Fortunately, The Dragon Republic doesn’t use these analogues in a lazy way. Instead, they’re used to add weight to the story, giving the reader more context into the interplay of these political forces than the main character, with her limited worldview, would have. When a Grey Company missionary starts talking about racial science and social development, the unease that the reader feels is based entirely on knowledge of the atrocities that these ideas caused in our own history. We know where that story is taking us, and it’s nowhere good.

I highly recommend this series to anyone who enjoys war fantasy, magical protagonists learning how to use their powers, and maybe wants to see a non-Euro-centric take on the genre. These books are about an extremely vicious political struggle, and also one scared girl’s drive to leave her peasant background and make something of herself in the world, and also the consequences of selling bits of yourself to strange and powerful godlike entities, and also the atrocities that people commit because they think they’re necessary (or because they want revenge, or because they’re scared, or because they didn’t think about the consequences). I think I like The Dragon Republic more than the previous novel in the series, because we don’t have to spend time with the same “gifted child learning to become magic in an academy setting” shtick that we’ve seen so many times before. I do like that sort of story, mind you, but spending so much of The Poppy War in an academic setting didn’t really prepare me for the shock when the war ramped up and full-on sickening Rape of Nanking style war crimes started happening. In The Dragon Republic we go into the book knowing full well that these are books where awful things can happen at the drop of a hat, which makes it easier to deal with when they happen.

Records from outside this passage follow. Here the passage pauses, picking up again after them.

PR #2744, opened 2021-07-28
Website Improvements Part 4

Ant13731:
Contributes #2723 
Contributes #2477 

Changes:
- New analysis section encases the Data Table and Package dependencies. The type and class-instance graphs also are linked to the website and show up in a table.
- Examples come before Case Study Table
- Added more description/detail to the section introduction
- Added more comments for the website and hooked into Haddock docs

@balacij, would you be able to take a look at the drasil-website package.yaml to see if the Haddock docs are generating properly? I looked at all the other packages and they seem to first define themselves as a library and then as an executable, so I did the same thing here. The docs wouldn't generate unless I included it as a library in the yaml file.


balacij:
Haddock, by default, looks only for __exposed modules__ of __libraries__ to show, it completely ignores executables and hidden modules. This is why, previously, our Haddock docs were missing lots of modules (they weren't exported by the library they belonged to), and drasil-examples didn't show up on our Haddock docs. Now that we've split up the examples into library + minimal executable, most of their code is shown on the [haddock docs](https://jacquescarette.github.io/Drasil/docs/full/index.html#n.4.13). The only file from which we're missing stuff is from Main.hs, which is fine I think.

Since you're changing it to library+executable, it might be good to further separate their source code folders like the drasil-example projects, otherwise we end up compiling files shared between the executable and the library twice. There are also some weird edge cases with cabal when they share the same source directory, cabal just spams 'your project needs to add X file into your deps for this executable'.

~:
```
drasil-website:
    lib/ <- source folder for all "library"-like code that we want shown on Haddock
    app/ <- contains "executable" code that won't show on Haddock, keeping it minimal is probably best for drasil-website
    ... <- the rest of the local files
```
with the `executable` website in the `package.yaml` having a dependency on the `drasil-website` library. This way, we avoid compiling the files twice, and we avoid the cabal edge case spam.

Ant13731:
Okay, thanks! I'll give it a go then.

Ant13731:
I switched all the files over but I'm stuck on getting it to compile. I have this error message:
```
Error: While constructing the build plan, the following exceptions were encountered:

Unknown package: website

Some different approaches to resolving this:


Plan construction failed.
```

balacij:
Oo, it looks like you moved the package 1 level deeper into `drasil-website`.

What happens if you cut out the deeper `website` folder and just unpack it's contents into `drasil-website`?

Also, the name of the package is still `drasil-website`, so I think you still should be installing via `stack install $(stackArgs) "drasil-website"`. I don't think Stack checks for the names of executables because `stack install` is really just `stack build --copy-bins` meaning "build this software package and copy it's binaries into ~/.local/bin".

Ant13731:
Ah, okay I see, yea that was it. I also needed to change the dependencies from `website` to `drasil-website`.

JacquesCarette:
Needs a master merge. Doing the review now.

JacquesCarette (approved):

PR #2746, opened 2021-07-28
Reducing manual website referencing

Ant13731:
Builds on #2744 
Contributes #2723


JacquesCarette (approved):
Looks good, but also needs a master merge.

PR #2754, opened 2021-07-30
Remove cabal files in favour of letting hpack regenerate them all the time + fix imports in each package

### LINKED ISSUE #2750: Differences in generated cabal files - remove autogenerated cabal files?
I recently ran `make` to build the Drasil examples locally and now the cabal files have been modified.  Now that the cabal files are generated, should we remove them from version control?

I had a look at my generated file versus the one in the repo.  The difference is in the comments at the start.  The hpack version number is different and the hash.  Here are the comments in my local version of `drasil-build.cabal`:

```
-- This file has been generated from package.yaml by hpack version 0.34.4.
--
-- see: https://github.com/sol/hpack
--
-- hash: 2e0c5df1143056f1218ea9befb510511e30bfb9f342e9b7b6481244e84233c6f
```
The version in the repo has hpack version of `0.33.0` and a different hash.

I will just reset my local cabal files, so this isn't a big deal.  However, if the cabal files are frequently updated locally, we might want to remove them from version control.

balacij:
Closes #2750


JacquesCarette (approved):
A master merge will be needed, even though the effect will be to immediately delete all of those files!

balacij:
After this is merged, everyone might need to run `find . -name "*.cabal" -type f -delete` on their machines to clear out the old cabal files, run `make clean`, and then a fresh `make`.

As a side note, I should warn potential readers of The Poppy War series that there are some massive trigger warnings for gore and rape. Both happen in both books–not all the time, but when they do they aren’t brushed over or moved past. They leave a lasting impact. The atrocities committed by the Muganese soldiers in The Poppy War are especially haunting, and I really feel like I have a duty to warn you ahead of time so that you don’t go into it as blind as I was. I wasn’t joking when I compared them to the Rape of Nanking, and if you know anything about that series of war crimes then that should tell you everything you need to know. The Dragon Republic doesn’t have anything nearly as bad as that, for which I’m grateful.

I’m very much looking forward to the third novel in this series. The Phoenix wants to burn the world, and Rin ends the novel in absolute agreement with that goal, because some betrayals can only be repaid in blood. Let’s get to it.